Audience Member 10: If you change your mind I’ll vote for you.

TURNER: I ain’t gonna run. I just don’t have the energy to run. If I ran I might get elected and then what am I going to do? I don’t mind going to Washington to lobby, but I don’t want to have to live there. I mean, the White House is only on about 5 acres. That’s too small for me. Camp David is only about a 1000 acres. Too small.

Audience Member 11: Mr. Turner, it seems like a lot of your career was visualizing things that didn’t exist at the time, especially when you were in your 20s as an entrepreneur and went out and created them.

TURNER: Yeah, yeah.

Audience Member 11: If you were starting today as a young entrepreneur, what do you think you might do?

TURNER: Well, I’d have to think about it and look at what all the options were and then decide on what my plan would be. I’d work out a very careful plan, but since I’m not going to do it, I’m thinking about other things that are more relevant to me now at 63. So you have to figure it out yourself. I’m not in the advice business, for Christ’s sake. Send me a check for a hundred grand and I’ll give you a one-liner.
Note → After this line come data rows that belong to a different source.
PR #638, opened 2023-12-28
Adds "Album Art as Background" settings

yoitsOJ:
Adds a setting that uses the album artwork and metadata of a chart to create a background venue.

TODO:
- Learn to use the transform function on cover + text so there's not 3 different sets of objects to account for multiplayer situations
- Find/make a blur + darken shader for the background image that's compliant with LGPL (SnapshotShaders will have to be replaced according to EA)
- Make it so enabling DisablePerSongBackground disables AlbumArtBackground and vice-versa

### DIFF
--- a/Assets/Art/Reference/oneplayer.png
+++ b/Assets/Art/Reference/oneplayer.png
@@ -1,0 +1,3 @@
+version https://git-lfs.github.com/spec/v1
+oid sha256:452cc0191f400a535843226397c5f1e0097787af68eb5165ef5ddd7cb5fc524d
+size 507476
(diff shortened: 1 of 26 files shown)


yoitsOJ:
Requesting the help of someone else to make a blur + darkness shader or script because I can't understand of this and the Unity documentation just looks like gibberish to me lmao.

Other than that though this is pretty much done!
Features like the blur sliders and a reorderable list rather than the dropdown are very far out of my skillset, and this already took enough hand holding from Nate, EA, and Riley (thanks a ton by the way guys) as it is, so if this does get added then it'd have to get handed off to someone else for those features.

PR #642, opened 2024-01-01
Box Highlight Under Help Bar Buttons when Mouse Hovering

Insomnautika:
- Colored help bar highlights.

[PREVIEW IMAGES]
hover1
hover2
hover3


kaduwaengertner:
I would just remove the box coloring on the background, just keeping the text in yellow for the hover is enough, maybe we can also lower the opacity of the icons on default and change to 100% when hover also

Insomnautika:
The background box coloring is the only point of this pull request. Was trying to make it more clear the button was being hovered with the mouse besides just text color sense there is no change in the button icon when hovering. Makes it feel like you need to click on the text directly instead of it being clear the whole panel is a button. If you don't like this idea you can close the pull request.

EliteAsian123:
I do agree that it does make it more clear of why you are supposed to click, and the fact that you can click it. Perhaps a different box coloring color could help?

kaduwaengertner:
Did some changes on figma, if we can change to something like this it would fit the style, subtle gradient instead of a full solid box
image


Ideally the footer would be a gradient also, dont remember why we ended up using a solid footer but this was the original concept:
image

Insomnautika:
I can make it look like that. Give me a bit to update it.

EliteAsian123:
The transparency gradient on the help bar didn't work because Unity's transparency quality is terrible on UI (thanks Unity for always being a pain for UI stuff, lol). I didn't spend too long on it, but if you could find a way to make it work without tons of banding, that'll be great.

Assets/Script/Menu/Persistent/HelpBarButton.cs
```diff
@@ -1,36 +1,76 @@
...
+
+        [SerializeField]
+        private TextMeshProUGUI _buttonLabel;
+
+        [SerializeField]
+        private TextMeshProUGUI _buttonText;
 
         private NavigationScheme.Entry? _entry;
 
+        private Color32 ButtonBackgroundColor;
```
EliteAsian123, line 26: Private fields should be name `_likeThis`. This field should be named `_buttonBackgroundColor`.
Along with this, this field should be of type `Color` instead of `Color32` (`Color32`s can be implicitly converted into the simpler `Color`).

Assets/Script/Menu/Persistent/HelpBarButton.cs
```diff
@@ -1,36 +1,76 @@
...
 
-            // Set the icon
-            var icons = MenuData.NavigationIcons;
+            _buttonText.color = Color.white;
+
+            // Set the icon color
             _buttonImage.sprite = icons.GetIcon(entry.Action);
-            _buttonImage.color = icons.GetColor(entry.Action);
+            _buttonImage.color = ButtonBackgroundColor;
+            _buttonBackground.color = new Color32(255, 255, 255, 0);
```
EliteAsian123, line 42: `Color.clear` should be used in place of `new Color32(255, 255, 255, 0)` (unless it causes lerping issues)

Assets/Script/Menu/Persistent/HelpBarButton.cs
```diff
@@ -1,36 +1,76 @@
...
+        {
+            _buttonBackground.color = ButtonBackgroundColor;
+            _buttonImage.color = ButtonBackgroundColor;
+            _buttonLabel.color = Color.white;
+            _buttonText.color = Color.white;
+        }
+
+        public void OnPointerExit(PointerEventData eventData)
+        {
+            _buttonBackground.color = new Color32(255, 255, 255, 0);
```
EliteAsian123, line 55: Same here

Assets/Art/Menu/Backgrounds/HelpBarHighlight.png
EliteAsian123, line 1: Try to fix this issue if you can
image

EliteAsian123 (changes requested):
Good work overall! I just requested a few small code changes.

Insomnautika:
Alright, I can make those changes. I'll let you know when its ready.

EliteAsian123 (approved):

Audience Member 11: Would you be in the television business?

TURNER: I don’t know. It would be hard for me not to be in show biz in some sort of way. You know, remember the song, There’s No Business Like Show Business. I like show biz.

MAXWELL: No kidding. We’re wrapping up this oral history at the moment. We have one more thing to do. We auctioned off a poster of Ted from his when he was cool and cable wasn’t yet and the winner was Bill Bresnan, who is right here. And if you’ll come up and get this, you’re going to get it from Ted.

(CLAPPING)

TURNER: Thanks, Bill. Here you go. Okay pal, good to see you. Thanks for being here.

MAXWELL: That’s it, ladies and gentlemen and we really thank Ted today. Thank you.

TURNER: Thank you everybody. Appreciate it.